What to produce » Return all of the data exactly as given.

Input material »
PR #2540, opened 2025-09-24
Prepare TransferData for GTK4 support

jonahgraham:
The fields in TransferData are platform specific - but GTK3 and GTK4 share the same class. The fields needed for GTK4 are quite different than for GTK3. Therefore this change refactors TransferData's internals to make it ready for GTK4 better.

This is achieved by splitting out all existing fields in a new GTK3 specific subtype, and including a starting point for GTK4 fields.

Some type checking is done to make sure that the correct object is used on GTK3 vs GTK4 respectively and this is done via the newly introduced gtk3() and gtk4() methods.

For now the GTK4 has no fields, but it will eventually have the internal fields needed for GTK4 serializing and deserializing of objects from the native side.

Part of #2126
Split out of #2538

### DIFF
--- a/bundles/org.eclipse.swt/Eclipse SWT Drag and Drop/gtk/org/eclipse/swt/dnd/TransferData.java
+++ b/bundles/org.eclipse.swt/Eclipse SWT Drag and Drop/gtk/org/eclipse/swt/dnd/TransferData.java
@@ -1,5 +1,5 @@
 /*******************************************************************************
- * Copyright (c) 2000, 2012 IBM Corporation and others.
+ * Copyright (c) 2000, 2025 IBM Corporation and others.
  *
  * This program and the accompanying materials
  * are made available under the terms of the Eclipse Public License 2.0
@@ -13,6 +13,7 @@
  *******************************************************************************/
 package org.eclipse.swt.dnd;
 
+import org.eclipse.swt.internal.gtk.*;
 
 /**
  * The <code>TransferData</code> class is a platform specific data structure for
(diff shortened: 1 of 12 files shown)


bundles/org.eclipse.swt/Eclipse SWT Drag and Drop/common/org/eclipse/swt/dnd/DragSourceEvent.java
```diff
@@ -138,7 +138,7 @@ public String toString() {
 	String string = super.toString ();
 	return string.substring (0, string.length() - 1) // remove trailing '}'
 		+ " operation=" + detail
-		+ " type=" + (dataType != null ? dataType.type : 0)
+		+ " type=" + (dataType != null ? dataType.gtk3().type : 0)
```
jonahgraham: Here.

bundles/org.eclipse.swt/Eclipse SWT Drag and Drop/common/org/eclipse/swt/dnd/DropTargetEvent.java
```diff
@@ -139,11 +139,11 @@ public String toString() {
 	sb.append(" dataTypes={ ");
 	if (dataTypes != null) {
 		for (TransferData dataType : dataTypes) {
-			sb.append(dataType.type); sb.append(' ');
+			sb.append(dataType.gtk3().type); sb.append(' ');
```
jonahgraham: Here.

bundles/org.eclipse.swt/Eclipse SWT Drag and Drop/common/org/eclipse/swt/dnd/DropTargetEvent.java
```diff
@@ -139,11 +139,11 @@ public String toString() {
...
 		}
 	}
 	sb.append('}');
-	sb.append(" currentDataType="); sb.append(currentDataType != null ? currentDataType.type : '0');
+	sb.append(" currentDataType="); sb.append(currentDataType != null ? currentDataType.gtk3().type : '0');
```
jonahgraham: Here.

jonahgraham:
> Its just for debugging AFAICT, but since `type` is available on all platforms today perhaps I should just leave that outside of the GTK3/GTK4 structures.

This is what I did for now - but I think it would be nicer if TransferData had a toString that the DropTargetEvent.toString called instead of looking into the private data.

jonahgraham:
@akurtakov Please let me know if such a refactor is acceptable or if I need to find a different way for GTK4 and GTK3 to co-exist in TransferData

jonahgraham:
For "[Compiler](https://github.com/eclipse-platform/eclipse.platform.swt/pull/2540/checks?check_run_id=51249616220) — 2 new issues, 19 tota"l check I see this (I assume the top two are the new ones). But this seems incorrect as we are using `*` imports in SWT. What is going on here?

image

The [continuous-integration/jenkins/pr-head](https://ci.eclipse.org/releng/job/eclipse.platform.swt/job/PR-2540/3/display/redirect) and [Jenkins](https://github.com/eclipse-platform/eclipse.platform.swt/pull/2540/checks?check_run_id=51248430301) failed too, but AFAICT that is the same issue as above.

Any help gratefully received.

akurtakov:
@jonahgraham The new compiler warnings are because there are unused imports. You have TransferData in the same package so there is no need to import it, importing it's inner classes is not needed either as you don't refer to their types at all in the respective classes. Long story short - just delete the 2 unused imports (jdt even gives warnings for them) and warnings are gone.

bundles/org.eclipse.swt/Eclipse SWT Drag and Drop/gtk/org/eclipse/swt/dnd/TransferData.java
```diff
@@ -46,66 +47,115 @@ public class TransferData {
...
-	 * @see TransferData#format for the size of one unit
-	 *
-	 * @noreference This field is not intended to be referenced by clients.
+	 * @noreference This class is not intended to be referenced by clients.
+	 * @noinstantiate This class is not intended to be instantiated by clients.
+	 * @noextend This class is not intended to be subclassed by clients.
+	 * @since 3.132
 	 */
-	public int length;
+	public static class TransferDataGTK3 {
```
akurtakov, line 55: I would prefer if we don't introduce new classes/methods/fields  that are accessible by endusers and are only hidden by PDE apitools as not every SWT user/developer is developing with PDE apitools and this has created some churn in the past.

akurtakov (commented):
That's quite an unusual way to do it for SWT. 
What I am missing here is what will TransferData on Gtk 4 contain? Will it be that different ? 
The usual approach is to keep the fields that are there, add the newly needed ones and set them when needed. If needed the classes using it can have if (GTK4) setPropertyA else setPropertyB. That would keep it more in line with the rest of the codebase. 
Maybe the differences are really that big that make such approach not feasible but I am not convinced of that for now.

jonahgraham:
> @jonahgraham The new compiler warnings are because there are unused imports. You have TransferData in the same package so there is no need to import it, importing it's inner classes is not needed either as you don't refer to their types at all in the respective classes. Long story short - just delete the 2 unused imports (jdt even gives warnings for them) and warnings are gone.

Oops - I went to look again, I wasn't looking in the correct place. If I had it would have been obvious what I was doing wrong. 

The reason I looked at wrong thing is that the link in the output doesn't actually go to the correct place:

image

I suspect there is supposed to be some annotation in my PR that isn't being created properly, so the link didn't go to the correct place and then I was acting blind 🤦

bundles/org.eclipse.swt/Eclipse SWT Drag and Drop/gtk/org/eclipse/swt/dnd/TransferData.java
jonahgraham: OK - I will keep that in mind.

jonahgraham:
> That's quite an unusual way to do it for SWT. What I am missing here is what will TransferData on Gtk 4 contain? 

In GTK4 it will be quite different.

For GTK3 the TransferData contains pointers to a block of memory `pValue` and its size `length`/`format`. 

For GTK it will be a handle to [GdkContentSerializer](https://docs.gtk.org/gdk4/class.ContentSerializer.html) or  [GdkContentDeserializer](https://docs.gtk.org/gdk4/class.ContentDeserializer.html) depending on whether we are doing java to native or the reverse.

> The usual approach is to keep the fields that are there, add the newly needed ones and set them when needed.

OK. For now I am going to abandon doing it this way and we can look at applying this refactor when the Clipboard is done if we find the contents of TransferData too complicated.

Problem solution »
PR #2540, opened 2025-09-24
Prepare TransferData for GTK4 support

jonahgraham:
The fields in TransferData are platform specific - but GTK3 and GTK4 share the same class. The fields needed for GTK4 are quite different than for GTK3. Therefore this change refactors TransferData's internals to make it ready for GTK4 better.

This is achieved by splitting out all existing fields in a new GTK3 specific subtype, and including a starting point for GTK4 fields.

Some type checking is done to make sure that the correct object is used on GTK3 vs GTK4 respectively and this is done via the newly introduced gtk3() and gtk4() methods.

For now the GTK4 has no fields, but it will eventually have the internal fields needed for GTK4 serializing and deserializing of objects from the native side.

Part of #2126
Split out of #2538

### DIFF
--- a/bundles/org.eclipse.swt/Eclipse SWT Drag and Drop/gtk/org/eclipse/swt/dnd/TransferData.java
+++ b/bundles/org.eclipse.swt/Eclipse SWT Drag and Drop/gtk/org/eclipse/swt/dnd/TransferData.java
@@ -1,5 +1,5 @@
 /*******************************************************************************
- * Copyright (c) 2000, 2012 IBM Corporation and others.
+ * Copyright (c) 2000, 2025 IBM Corporation and others.
  *
  * This program and the accompanying materials
  * are made available under the terms of the Eclipse Public License 2.0
@@ -13,6 +13,7 @@
  *******************************************************************************/
 package org.eclipse.swt.dnd;
 
+import org.eclipse.swt.internal.gtk.*;
 
 /**
  * The <code>TransferData</code> class is a platform specific data structure for
(diff shortened: 1 of 12 files shown)


bundles/org.eclipse.swt/Eclipse SWT Drag and Drop/common/org/eclipse/swt/dnd/DragSourceEvent.java
```diff
@@ -138,7 +138,7 @@ public String toString() {
 	String string = super.toString ();
 	return string.substring (0, string.length() - 1) // remove trailing '}'
 		+ " operation=" + detail
-		+ " type=" + (dataType != null ? dataType.type : 0)
+		+ " type=" + (dataType != null ? dataType.gtk3().type : 0)
```
jonahgraham: Here.

bundles/org.eclipse.swt/Eclipse SWT Drag and Drop/common/org/eclipse/swt/dnd/DropTargetEvent.java
```diff
@@ -139,11 +139,11 @@ public String toString() {
 	sb.append(" dataTypes={ ");
 	if (dataTypes != null) {
 		for (TransferData dataType : dataTypes) {
-			sb.append(dataType.type); sb.append(' ');
+			sb.append(dataType.gtk3().type); sb.append(' ');
```
jonahgraham: Here.

bundles/org.eclipse.swt/Eclipse SWT Drag and Drop/common/org/eclipse/swt/dnd/DropTargetEvent.java
```diff
@@ -139,11 +139,11 @@ public String toString() {
...
 		}
 	}
 	sb.append('}');
-	sb.append(" currentDataType="); sb.append(currentDataType != null ? currentDataType.type : '0');
+	sb.append(" currentDataType="); sb.append(currentDataType != null ? currentDataType.gtk3().type : '0');
```
jonahgraham: Here.

jonahgraham:
> Its just for debugging AFAICT, but since `type` is available on all platforms today perhaps I should just leave that outside of the GTK3/GTK4 structures.

This is what I did for now - but I think it would be nicer if TransferData had a toString that the DropTargetEvent.toString called instead of looking into the private data.

jonahgraham:
@akurtakov Please let me know if such a refactor is acceptable or if I need to find a different way for GTK4 and GTK3 to co-exist in TransferData

jonahgraham:
For "[Compiler](https://github.com/eclipse-platform/eclipse.platform.swt/pull/2540/checks?check_run_id=51249616220) — 2 new issues, 19 tota"l check I see this (I assume the top two are the new ones). But this seems incorrect as we are using `*` imports in SWT. What is going on here?

image

The [continuous-integration/jenkins/pr-head](https://ci.eclipse.org/releng/job/eclipse.platform.swt/job/PR-2540/3/display/redirect) and [Jenkins](https://github.com/eclipse-platform/eclipse.platform.swt/pull/2540/checks?check_run_id=51248430301) failed too, but AFAICT that is the same issue as above.

Any help gratefully received.

akurtakov:
@jonahgraham The new compiler warnings are because there are unused imports. You have TransferData in the same package so there is no need to import it, importing it's inner classes is not needed either as you don't refer to their types at all in the respective classes. Long story short - just delete the 2 unused imports (jdt even gives warnings for them) and warnings are gone.

bundles/org.eclipse.swt/Eclipse SWT Drag and Drop/gtk/org/eclipse/swt/dnd/TransferData.java
```diff
@@ -46,66 +47,115 @@ public class TransferData {
...
-	 * @see TransferData#format for the size of one unit
-	 *
-	 * @noreference This field is not intended to be referenced by clients.
+	 * @noreference This class is not intended to be referenced by clients.
+	 * @noinstantiate This class is not intended to be instantiated by clients.
+	 * @noextend This class is not intended to be subclassed by clients.
+	 * @since 3.132
 	 */
-	public int length;
+	public static class TransferDataGTK3 {
```
akurtakov, line 55: I would prefer if we don't introduce new classes/methods/fields  that are accessible by endusers and are only hidden by PDE apitools as not every SWT user/developer is developing with PDE apitools and this has created some churn in the past.

akurtakov (commented):
That's quite an unusual way to do it for SWT. 
What I am missing here is what will TransferData on Gtk 4 contain? Will it be that different ? 
The usual approach is to keep the fields that are there, add the newly needed ones and set them when needed. If needed the classes using it can have if (GTK4) setPropertyA else setPropertyB. That would keep it more in line with the rest of the codebase. 
Maybe the differences are really that big that make such approach not feasible but I am not convinced of that for now.

jonahgraham:
> @jonahgraham The new compiler warnings are because there are unused imports. You have TransferData in the same package so there is no need to import it, importing it's inner classes is not needed either as you don't refer to their types at all in the respective classes. Long story short - just delete the 2 unused imports (jdt even gives warnings for them) and warnings are gone.

Oops - I went to look again, I wasn't looking in the correct place. If I had it would have been obvious what I was doing wrong. 

The reason I looked at wrong thing is that the link in the output doesn't actually go to the correct place:

image

I suspect there is supposed to be some annotation in my PR that isn't being created properly, so the link didn't go to the correct place and then I was acting blind 🤦

bundles/org.eclipse.swt/Eclipse SWT Drag and Drop/gtk/org/eclipse/swt/dnd/TransferData.java
jonahgraham: OK - I will keep that in mind.

jonahgraham:
> That's quite an unusual way to do it for SWT. What I am missing here is what will TransferData on Gtk 4 contain? 

In GTK4 it will be quite different.

For GTK3 the TransferData contains pointers to a block of memory `pValue` and its size `length`/`format`. 

For GTK it will be a handle to [GdkContentSerializer](https://docs.gtk.org/gdk4/class.ContentSerializer.html) or  [GdkContentDeserializer](https://docs.gtk.org/gdk4/class.ContentDeserializer.html) depending on whether we are doing java to native or the reverse.

> The usual approach is to keep the fields that are there, add the newly needed ones and set them when needed.

OK. For now I am going to abandon doing it this way and we can look at applying this refactor when the Clipboard is done if we find the contents of TransferData too complicated.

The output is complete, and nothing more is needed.